Wild boar reproduce quickly being toward the r-selecting end of the reproduction continuum. They can take advantage of favourable environmental conditions, reproducing up to twice a year and reaching puberty at 30kg of weight rather than at an age class. The sows produce 4-6 (on average) hoglets per litter, living in maternal groups known as sounders. Juvenile male boar group together after being ousted by the sows in late summer/early autumn. Once adult, the males become solitary only rejoining sounders during the main rutt in November-December. Wild boar are omnivorous, consuming roots, invertebrates, tree mast and rhizomes. They create rooted areas whilst foraging, these are distinctive in character, the turf being turned over on itself, such rooted areas can be quite extensive.

The effects of the re-emergence of this species on the forest ecology, the human residents, and visitors is, as yet, to be ascertained in any long term capacity. An initial study (Dutton and Clayton in prep) into the public perception of the boar in the Forest showed that most were welcoming but there were issues over perceived ‘damage’ and the potential danger to dogs and people.

This PhD study is investigating aspects of the ecology, the impact of wild boar on the Forest of Dean and the human dimension to their presence. This investigation is in direct response to the DEFRA Action Plan (DEFRA, 2008) and the Forestry Commission’s Feral Wild Boar Management Plan (Forestry Commission, 2011). The three principle areas of investigation are:

1. What is the current distribution of wild boar in the Forest of Dean in relation to habitat type?
2. What is the impact of wild boar on forest vegetation and invertebrates?
3. What are the human perceptions to the presence of wild boar within this area and what impact, financial or otherwise have they had?

Professional Bodies

Professional Bodies



Conference Presentations and Symposia

Clayton, H.T. & Dutton, J.S. (2012). Wild Boar Study Day. A one-day symposium delivered to the Conservation Ecology Special Interest Group, British Ecological Society. Beechenhurst Lodge, Forest of Dean. 4th April 2012.

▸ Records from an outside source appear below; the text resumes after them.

PR #177, opened 2025-06-12
Add tests for Sycl resource and more for Omp resource

MrBurmark:
Generalize resource tests and test all resource types.

### DIFF
--- a/test/resource.cpp
+++ b/test/resource.cpp
@@ -333,6 +333,22 @@ TEST(CampResource, GetEvent)
     campHipErrchkDiscardReturn(hipStreamDestroy(s));
   }
 #endif
+#ifdef CAMP_HAVE_OMP_OFFLOAD
+  {
+    char a[1];
+    test_get_event<Omp, OmpEvent>(&a[0]);
+  }
+#endif
+#ifdef CAMP_HAVE_SYCL
+  {
+    auto gpuSelector = sycl::gpu_selector_v;
+    sycl::property_list propertyList =
+        sycl::property_list(sycl::property::queue::in_order());
+    sycl::context context;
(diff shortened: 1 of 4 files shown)


test/resource.cpp
```diff
@@ -13,70 +13,146 @@
...
+  struct Omp2 : Omp { };
+#endif
+#ifdef CAMP_HAVE_SYCL
+  struct Sycl2 : Sycl { };
+#endif
+
+template < typename Res >
+void test_construct()
+{
+  Resource h1{Res()};
```
adayton1, line 33: Maybe use `r` instead of `h1`?

test/resource.cpp
```diff
@@ -13,70 +13,149 @@
...
+  ASSERT_EQ(static_cast<const Resource>(Sycl()).get_platform(), Platform::sycl);
+#endif
+}
 
-  ASSERT_TRUE(h1 == h1);
-  ASSERT_TRUE(h1 == h2);
-  
-  ASSERT_FALSE(h1 != h2);
+template < typename Res >
+void test_compare(Resource& h1, Resource& h2, Resource& h3)
```
adayton1, line 150: This test is hard for me to follow. Is it testing the following cases?
- Self equality (but then why no r3 == r3 or r == r3?)
- Inequality between different objects of the same resource type (but then why no r1 != r3 or r2 != r3 and the reverse ordering?)
- Inequality between different resource types (but then why no r2 != h2 or checks of the reverse ordering?)

MrBurmark: Its probably also helpful to know that all Host resources compare == to all other Host resources.

adayton1 (dismissed):

PR #179, opened 2025-06-19
bug: Fix failing sycl test and fix Docker to  run test

johnbowen42:
resource.offload breaks RAJA sycl builds https://github.com/LLNL/RAJA/actions/runs/15746086961/job/44382460013?pr=1859.  This test is unfortunately not currently built or run as part of the Docker sycl pipeline either.

### DIFF
--- a/azure-pipelines.yml
+++ b/azure-pipelines.yml
@@ -96,6 +96,7 @@ jobs:
         compiler: /opt/rocm/llvm/bin/amdclang++
       sycl:
         base_img: oneapi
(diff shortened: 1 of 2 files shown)


rhornung67 (approved):
@johnbowen42 we don't have access to GPU resources on azure. Can SYCL tests be run there?

johnbowen42:
> @johnbowen42 we don't have access to GPU resources on azure. Can SYCL tests be run there?

I guess not. I am validating this change in RAJA CI before merging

Dutton, J.S. & Clayton, H.T. (2010). Public perception of wild boar in the Forest of Dean, England, potential implications for their future management. 8th International Symposium on Wild Boar & Other Suids, FERA, York. 1st-4th September 2010.

Clayton, H.T., Dutton, J.S., Farrell, M. (2010). Public perception of wild boar in the Forest of Dean. Mammal Society Annual Conference and AGM, Bangor University. 26th-28th March 2010.

Dutton, J.S. & Clayton, H.T. (2010). Public perception of wild boar in the Forest of Dean, England, potential implications for their future management. Bristol Science and Research Colloquium, Bristol Zoo. 1st December 2010.

Dutton, J.S. & Clayton, H.T. (2009). Wild boar in the Forest of Dean: history, current Issues and future research. Bristol Science and Research Colloquium, Bristol Zoo. 4th March 2009.